Eight Pillars of Prosperity is a practical book of ten chapters in which James Allen sets out to overturn a popular belief: that getting on in the world depends on dishonesty. He calls this view superficial and a sign of ignorance about moral causation. His own claim is that prosperity rests upon a moral foundation, and that the same law of cause and effect that governs the natural world also governs thought and deed. To sow trickery and expect lasting success, he says, is like sowing one seed and expecting a different crop.
Allen names eight principles that act as the causative factors in all genuine success: energy, economy, integrity, system, sympathy, sincerity, impartiality, and self-reliance. He pictures them as the pillars that support a temple of prosperity, with the roof of prosperity raised and made secure upon them. The boundary lines of a person's morality, he writes, mark the limits of that person's success, so that to know someone's moral state would be to gauge their ultimate rise or fall.
The first four pillars cover the working virtues. Energy is the power behind all achievement, the opposite of the laziness that leaves a person only half alive. Economy is not mainly about money but about conserving and rightly directing one's forces, as nature wastes nothing and turns everything to account. Integrity is the refusal to take without giving a just return, summed up in the principle that action and reaction are equal. System is the order that makes confusion impossible and lets large undertakings hold together.
The remaining four pillars Allen calls the central ones, belonging to a higher moral sphere. Sympathy is real fellow feeling rather than sentimental display, and he warns that cruelty at home unmasks any public show of pity. Sincerity is the trust that holds society and commerce together, since trade itself rests on the expectation that people will meet their obligations. Impartiality is the removal of prejudice and egotism, which otherwise fill life with imaginary enemies. Self-reliance, drawn partly from Emerson, is the manly confidence that neither shrinks in timidity nor swells into conceit.
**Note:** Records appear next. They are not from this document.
PR #853, opened 2024-04-05
[HS-1132003] Upgrade rollbar

canac:
Upgrade rollbar to get additional telemetry such as network activity like `give-web` has. [Here's an example](https://app.rollbar.com/a/Cru/fix/item/ert-web/795/occurrence/402828749624#detail) of an occurrence in staging. Please double-check that all PII is removed.

Assisting with debugging https://secure.helpscout.net/conversation/2560557180/1132003?viewId=320673

### DIFF
--- a/app/scripts/errorNotify.js
+++ b/app/scripts/errorNotify.js
@@ -5,6 +5,7 @@ const rollbarConfig = {
   ignoredMessages: [
     "undefined is not an object (evaluating '__gCrWeb.autofill.extractForms')",
   ],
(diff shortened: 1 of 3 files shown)


wrandall22 (approved):

canac:
The credit card form input values were still being recorded as DOM interactions. All input values are now scrubbed. New occurrence with input scrubbing enabled: https://app.rollbar.com/a/Cru/fix/item/ert-web/795/occurrence/402830618045#detail. We could make the scrubbing more granular in the future if desired.

PR #854, opened 2024-05-01
[EVENT-845] Disable editing staff profile info

canac:
Prevent staff from editing name and email profile fields. These fields are prepopulated and should not be modified.

If you need a conference to test with, you're welcome to use this one: https://stage.eventregistrationtool.com/eventDetails/ec6ac5f9-1df0-4b69-b09d-f85ce39001ef. It is configured to allow Okta and Google logins.

https://jira.cru.org/browse/EVENT-845

### DIFF
--- a/app/scripts/directives/blocks.js
+++ b/app/scripts/directives/blocks.js
@@ -25,9 +25,10 @@ angular.module('confRegistrationWebApp').directive('nameQuestion', function () {
         $scope.answer.value = {};
       }
 
-      $scope.lockedStaffProfileBlock =
-        !!$rootScope.globalUser().employeeId &&
-        $scope.block.profileType === 'NAME';
+      const user = $rootScope.globalUser();
+      $scope.lockedStaffProfileBlock = Boolean(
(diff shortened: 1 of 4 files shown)


app/scripts/directives/blocks.js
```diff
@@ -20,10 +20,14 @@ angular.module('confRegistrationWebApp').directive('nameQuestion', function () {
...
     templateUrl: nameQuestionTemplate,
     restrict: 'E',
-    controller: function ($scope) {
+    controller: function ($rootScope, $scope) {
       if (!$scope.answer && !$scope.answer.value) {
         $scope.answer.value = {};
       }
+
+      $scope.lockedStaffProfileBlock =
+        !!$rootScope.globalUser().employeeId &&
```
wrandall22, line 29: Any chance of `rootScope.globalUser()` returning undefined and throwing an error here?

canac: Good catch. That is a possibility if this gets called before the profile finishes loading.

wrandall22 (approved):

The closing chapter explains why the book offered no tips on prices or contracts. Details cannot stand alone, Allen argues; they are endless and always changing, while principles are few and eternal, and a person who holds the principles can see through the details without anxiety. Prosperity is first a spirit and an attitude of mind that only afterward shows itself as plenty and happiness. Just as one becomes a genius by acquiring the soul of genius rather than by churning out poems, one becomes prosperous by acquiring the soul of virtue, after which the material results follow as effect to cause.